I've got a makita 12v driver/drill I've been using for a while that had no problems. usually I pull it out, charge up a battery, and it's good to go, but I rarely put in long hours with it.

just started up a big project, and the drill is extremely sluggish and low on power, even with freshly charged batteries (nimh).

I checked the batteries after a charge and after a bit of use, and they are both at or above 12v.

I changed the brushes on the drill, and cleaned it out, and still no improvement. 

one thing that seems weird is that when I put in a fresh battery, it appears almost dead (slow, no power), but if I hold the trigger down for a minute, the battery appears to 'wake up' a bit, and responds better to the trigger, although nothing like I would expect. I doubt it's a weather/warm up problem, as I am in Hawaii, and it's still at least 85 degrees out when I'm working.

I've never really experienced a dying drill or battery pack, so excuse me if these symptons point to something obvious.

Thanks for the help!


----------



## NateHanson (Apr 15, 2007)

If it's NiMH, then I'm guessing this is a newer driver (not more than a couple years old?) 

If it were older, I'd just say your batteries are dead. I just had to replace the NiCad batteries for my Makita 12V, but I've had that for about 8 years or so, and it's been used pretty hard. 

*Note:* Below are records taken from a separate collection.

PR #894, opened 2023-05-01
Pass through inviscid numerical flux func.

MTCam:
~~Fixes~~ Mitigates a bug in the multiphysics interface that prevents callers from setting `inviscid_numerical_flux_func`.  

Defaulting this causes a pretty harmful thing.   If nothing is passed as `inviscid_numerical_flux_func` to `ns_operator`, then it defaults to `inviscid_facial_flux_rusanov`.    But if nothing is passed  as `inviscid_numerical_flux_func` to `entropy_stable_ns_operator`, it defaults to `entropy_stable_inviscid_flux_rusanov`.    

By internally defaulting this parameter, the multiphysics operator actually changes the expected default behavior.  If nothing is passed as `inviscid_numerical_flux_func` to the coupled operator, then it passes `invsicid_numerical_flux_func=inviscid_facial_flux_rusanov` regardless of whether we use the entropy stable or the standard NS operator.  This will fail for entropy stable.

On the other hand, not fixing this bug renders the driver setting of `inviscid_numerical_flux_func` ineffective.  For the prediction driver, we _always_ pass the `inviscid_numerical_flux_func` argument.  We do not default this setting, including for entropy stable, so fixing it like this will make it work as-intended for prediction. 

One thing we _could_ do is make `*_numerical_flux_func` required arguments of the coupled operator.

@majosm , @anderson2981 

**Questions for the review**:

### DIFF
--- a/mirgecom/multiphysics/thermally_coupled_fluid_wall.py
+++ b/mirgecom/multiphysics/thermally_coupled_fluid_wall.py
@@ -1285,6 +1285,7 @@ def coupled_ns_heat_operator(
     ns_result = ns_operator(
         dcoll, gas_model, fluid_state, fluid_all_boundaries,
         time=time, quadrature_tag=quadrature_tag, dd=fluid_dd,
+        inviscid_numerical_flux_func=inviscid_numerical_flux_func,
         viscous_numerical_flux_func=viscous_numerical_flux_func,
         return_gradients=return_gradients,
         operator_states_quad=fluid_operator_states_quad,


MTCam:
> ```python
> if inviscid_numerical_flux_func is not None:
>     ns_result = ns_operator(
>         ..., inviscid_numerical_flux_func=inviscid_numerical_flux_func)
> else:
>     ns_result = ns_operator(...)
> ```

To eliminate the battery question, you need to find someone with a makita 12V tool that is working well and use their battery. If you still have the problem, it's your tool. Or if putting your battery in their tool makes theirs run slow, it's the battery.


----------



## space_coyote (Nov 12, 2006)

Could be the trigger going bad?


----------



## RussellF (Sep 1, 2006)

Bad battery contacts?


----------



## End Grain (Nov 17, 2007)

If it's variable speed, and if the batteries are actually proven to NOT be the culprit, I'd agree that it's probably in the trigger mechanism. Sounds like very high resistance.


----------



## kawak (Nov 21, 2007)

*will try*

Thanks for the suggestions. I'll open up the drill and check the voltage out of the trigger, and see if I can't walk into a Home Depot or something with the drill and battery to do some testing.


----------



## kawak (Nov 21, 2007)

*not the trigger*

opened up the drill to check out the trigger and don't think that is the problem. my meter shows very little resistance through the contacts with the trigger depressed, and voltage through it is still over 12 V.

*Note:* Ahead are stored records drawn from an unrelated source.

PR #895, opened 2023-05-02
Allow `kappa` to be either a scalar or a vector in vectorized `diffusion_operator`

majosm:
Tweaks `diffusion_operator` so that in the case of `u` being an object array, `kappa` can either be a scalar (existing behavior) or an object array.

**Questions for the review**:


tulioricci:
Looks good to me.

tulioricci (approved):
LGTM.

something has to warm up to get it to work. I just discovered that if I hold the end so it can't turn (the drill has no torque when it's 'cold') and then hold the trigger for 30-60 seconds, when I release the end, it will have good speed and power after that. very weird.

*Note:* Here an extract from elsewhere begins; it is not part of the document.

PR #902, opened 2023-05-16
Attempt to simplify/generalize coupling

majosm:
Deprecates operator definitions in thermal coupling code and refocuses the API on setting up the interface boundaries. This allows for more flexibility on the driver side (e.g., more than 2 volumes, easier access to gradients, etc.).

I did notice that the part the brushes sit on was kind of sooty. cleaned it off, but it made no noticable difference.

might be time for a new drill....


----------



## Andy in ATL (Aug 28, 2007)

Maybe. That kind of blows though. Makita is my brand and I get 18 mos. of VERY HARD use out of them.


----------



## End Grain (Nov 17, 2007)

The more I think about this, the more I'm inclined to agree that it's battery related. Earlier on in the thread, it was suggested that a brand new or at least different 12V battery be inserted to test the drill itself. Good idea. If that doesn't do it, then buying a new drill is probably in order.


----------